Report each line of the data that contains the string "return".

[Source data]
━━━━
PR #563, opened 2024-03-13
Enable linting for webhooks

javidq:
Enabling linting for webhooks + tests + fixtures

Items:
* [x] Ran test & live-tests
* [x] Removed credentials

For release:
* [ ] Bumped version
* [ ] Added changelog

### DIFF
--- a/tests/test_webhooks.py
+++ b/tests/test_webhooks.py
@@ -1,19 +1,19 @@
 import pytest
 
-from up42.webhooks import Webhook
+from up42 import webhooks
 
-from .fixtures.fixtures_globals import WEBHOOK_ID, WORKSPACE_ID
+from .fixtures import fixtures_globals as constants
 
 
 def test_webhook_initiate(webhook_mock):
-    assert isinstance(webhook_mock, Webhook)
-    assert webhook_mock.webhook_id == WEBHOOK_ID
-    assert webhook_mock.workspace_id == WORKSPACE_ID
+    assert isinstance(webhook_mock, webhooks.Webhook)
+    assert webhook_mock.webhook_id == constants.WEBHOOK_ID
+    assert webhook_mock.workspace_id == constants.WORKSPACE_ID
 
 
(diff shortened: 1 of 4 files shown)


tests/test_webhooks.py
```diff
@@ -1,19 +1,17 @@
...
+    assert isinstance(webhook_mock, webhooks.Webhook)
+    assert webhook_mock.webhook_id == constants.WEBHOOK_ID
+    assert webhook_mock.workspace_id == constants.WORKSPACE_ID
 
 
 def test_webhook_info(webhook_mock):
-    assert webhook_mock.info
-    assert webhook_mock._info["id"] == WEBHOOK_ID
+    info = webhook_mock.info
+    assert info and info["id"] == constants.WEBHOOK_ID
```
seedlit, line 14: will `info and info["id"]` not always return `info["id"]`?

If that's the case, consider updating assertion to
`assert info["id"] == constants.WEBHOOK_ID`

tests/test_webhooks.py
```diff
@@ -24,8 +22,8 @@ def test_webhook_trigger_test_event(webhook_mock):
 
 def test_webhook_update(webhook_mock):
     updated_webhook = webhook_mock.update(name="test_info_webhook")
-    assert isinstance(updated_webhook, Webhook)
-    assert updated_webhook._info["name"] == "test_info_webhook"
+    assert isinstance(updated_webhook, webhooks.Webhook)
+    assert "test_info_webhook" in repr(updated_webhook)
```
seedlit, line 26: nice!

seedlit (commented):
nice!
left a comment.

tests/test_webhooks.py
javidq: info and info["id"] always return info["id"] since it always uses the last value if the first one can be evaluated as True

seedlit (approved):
━━━━
- ANSWER TO THIS EXERCISE:
seedlit, line 14: will `info and info["id"]` not always return `info["id"]`?
javidq: info and info["id"] always return info["id"] since it always uses the last value if the first one can be evaluated as True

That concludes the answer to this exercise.